NLP-Based ESG Rating Generation from Unstructured Text
A pipeline for generating ESG scores from news articles and sustainability reports using topic modeling, LLM-based classification, and signal aggregation across Environmental, Social, and Governance dimensions.
Overview
ESG (Environmental, Social, Governance) ratings have become central to sustainable investment decisions, yet the dominant rating agencies produce scores that are opaque, inconsistent across providers, and often months out of date. This project develops an alternative pipeline that derives ESG scores directly from unstructured text — news articles, social media, analyst reports, and sustainability disclosures — using a sequence of NLP techniques to produce timely, transparent, and dimension-specific ratings.

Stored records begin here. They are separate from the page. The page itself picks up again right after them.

PR #179, opened 2024-06-05
Simple Example

royjhan:
Could show cpu vs gpu proportion calculations if helpful but just pushing the response for now

### DIFF
--- a/examples/ps/main.py
+++ b/examples/ps/main.py
@@ -10,10 +10,10 @@ size = response['models'][0]['size']
 size_vram = response['models'][0]['size_vram']
 
 if size == size_vram:
-    print(f'{name}: 100% GPU')
+  print(f'{name}: 100% GPU')
 elif not size_vram:
-    print(f'{name}: 100% CPU')
+  print(f'{name}: 100% CPU')
 else:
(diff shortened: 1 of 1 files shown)


examples/ps/main.py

Rather than relying on proprietary questionnaires or structured data fields, the approach treats language itself as the primary evidence of corporate ESG performance.
Technical Approach
The pipeline moves through several well-defined stages.

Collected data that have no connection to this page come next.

PR #181, opened 2024-06-05
Add type overloads to methods

royjhan:
In reference to #132

### DIFF
--- a/ollama/_client.py
+++ b/ollama/_client.py
@@ -111,7 +111,8 @@ class Client(BaseClient):
     images: Optional[Sequence[AnyStr]] = None,
     options: Optional[Options] = None,
     keep_alive: Optional[Union[float, str]] = None,
-  ) -> Mapping[str, Any]: ...
+  ) -> Mapping[str, Any]:
+    ...
 
   @overload
   def generate(
@@ -127,7 +128,8 @@ class Client(BaseClient):
     images: Optional[Sequence[AnyStr]] = None,
     options: Optional[Options] = None,
     keep_alive: Optional[Union[float, str]] = None,
-  ) -> Iterator[Mapping[str, Any]]: ...
+  ) -> Iterator[Mapping[str, Any]]:
+    ...
 
   def generate(
     self,
@@ -184,7 +186,8 @@ class Client(BaseClient):
     format: Literal['', 'json'] = '',
     options: Optional[Options] = None,
     keep_alive: Optional[Union[float, str]] = None,
-  ) -> Mapping[str, Any]: ...
+  ) -> Mapping[str, Any]:
+    ...
 
   @overload
   def chat(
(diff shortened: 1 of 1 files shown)


ollama/_client.py
```diff
@@ -97,6 +97,38 @@ def _request_stream(
...
 
+  @overload
+  def generate(
+    self,
+    model: str = '',
+    prompt: str = '',
+    system: str = '',
+    template: str = '',
+    context: Optional[Sequence[int]] = None,
+    stream: bool = False,
```
mxyng, line 108: This is incorrect since it creates an overlap between the two overloads

```suggestion
    stream: Literal[False] = False,
```

ollama/_client.py
```diff
@@ -97,6 +97,38 @@ def _request_stream(
...
+
+  @overload
+  def generate(
+    self,
+    model: str = '',
+    prompt: str = '',
+    system: str = '',
+    template: str = '',
+    context: Optional[Sequence[int]] = None,
+    stream: bool = True,
```
mxyng, line 124:
```suggestion
    stream: Literal[True] = True,
```

mxyng (changes requested):

ollama/_client.py
```diff
@@ -431,11 +569,33 @@ async def generate(
...
+    format: Literal['', 'json'] = '',
+    options: Optional[Options] = None,
+    keep_alive: Optional[Union[float, str]] = None,
+  ) -> AsyncIterator[Mapping[str, Any]]: ...
+
+  async def chat(
+    self,
+    model: str = '',
+    messages: Optional[Sequence[Message]] = None,
+    stream: Literal[False] = False,
```
mxyng, line 598:
```suggestion
    stream: bool = False,
```

ollama/_client.py
```diff
@@ -97,6 +97,38 @@ def _request_stream(
...
+    system: str = '',
+    template: str = '',
+    context: Optional[Sequence[int]] = None,
+    stream: Literal[False] = False,
+    raw: bool = False,
+    format: Literal['', 'json'] = '',
+    images: Optional[Sequence[AnyStr]] = None,
+    options: Optional[Options] = None,
+    keep_alive: Optional[Union[float, str]] = None,
+  ) -> Mapping[str, Any]: ...
```
mxyng, line 114: this is minor but it'd be better if `...` was on a newline. it's easier to read and harder to miss

mxyng (approved):

royjhan:
poetry doesn't let me move the ellipsis to a new line, lmk and I can just revert and merge

mxyng:
> poetry doesn't let me move the ellipsis to a new line, lmk and I can just revert and merge

ok let's go with the previous, inline style :(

Data Collection and Preprocessing: Diverse unstructured text sources are identified and collected, then cleaned through tokenization, morphological analysis (leveraging eKoNLPy for Korean-language content), stop-word removal, and normalization.

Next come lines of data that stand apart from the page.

Issue #184, opened 2024-06-07
Interactive Mode


p-vdp:
It would be useful to have an interactive mode accessed via CLI and the REST API (see also #183) , something like this:

```
$ python -m ollama --endpoint http://remotehost:11434 --model llama3 --interactive

[Connected to endpoint: http://remotehost:11434]
[Model: llama3]

$ Why is the sky blue?

The sky appears blue because of a phenomenon called scattering, which occurs when sunlight interacts 
with tiny molecules of gases in the Earth's atmosphere.
```

mxyng:
As mentioned in #185, a CLI is be out of scope of this repo

Issue #183, opened 2024-06-07
Command Line Interface


p-vdp:
I'm running ollama on a remote server and would like to interact with it from another machine via CLI and the REST API.

This should be pretty straightforward to do with a custom Client object in `__main__.py`. Usage from a terminal would be something like this:

`python -m ollama --endpoint http://remotehost:11434 --model llama3 --message "Why is the sky blue?"`

I'm interested in implementing this. Do folks have a preference for CLI parameter handling? I prefer [absl](https://abseil.io/docs/python/quickstart).

synacktraa:
I prefer [Cyclopts](https://www.reddit.com/r/Python/comments/18hn2t1/cyclopts_a_cli_library_that_fixes_13_annoying/)

mxyng:
As mentioned in #185, a CLI is be out of scope of this repo

PR #185, opened 2024-06-07
CLI proof of concept

p-vdp:
See #183 #184

### DIFF
--- a/ollama/__main__.py
+++ b/ollama/__main__.py
@@ -1,0 +1,32 @@
+from absl import app, flags
+
+from ollama._client import Client
+
+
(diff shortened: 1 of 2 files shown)


Omega-Centauri-21 (commented):
Don't we already have an Ollama CLI? Why reinvent the wheel with python? 
Also Go is faster than Python ... so whats the real use of this PoC?

mxyng:
Thanks for the contribution. As another contributor has pointed out, a Python-based doesn't really make sense since Ollama CLI already exists. This library is meant to be a thin wrapper around the Ollama API. As such, a CLI would be out of scope.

Key Theme Extraction: Topic modeling identifies the ESG-relevant themes present in the corpus. Each of the three ESG dimensions — Environmental, Social, Governance — has distinct topic signatures that the model learns to recognize.
Data Labeling: Extracted themes are labeled using generative language models (GPT-4) in combination with domain expert review panels. This hybrid approach ensures label quality while keeping the labeling process scalable.
Classification and Sentiment Modeling: Separate classifiers handle topic classification and sentiment analysis. Pre-trained language models such as BERT and XLNet are fine-tuned on the labeled data, providing context-aware sentiment judgments that go beyond simple positive/negative polarity.
Signal Aggregation: ESG signals are weighted and aggregated per dimension (E, S, G), then combined into a composite ESG rating score for each company. The pipeline is designed to run on fresh data continuously, producing ratings that update as new articles appear rather than on an annual or quarterly cycle.
Significance
Traditional ESG rating methodologies suffer from well-documented inconsistency: ratings from different agencies for the same company often diverge dramatically. By grounding scores in observable language evidence and making the pipeline transparent, this work contributes to the emerging field of text-based ESG assessment that complements — and can audit — conventional rating approaches.
For investors and corporate sustainability teams, more frequent and explicable ESG signals enable faster response to reputational and regulatory risks. For researchers, the framework provides a replicable methodology for studying how ESG narratives evolve in media across markets and time periods.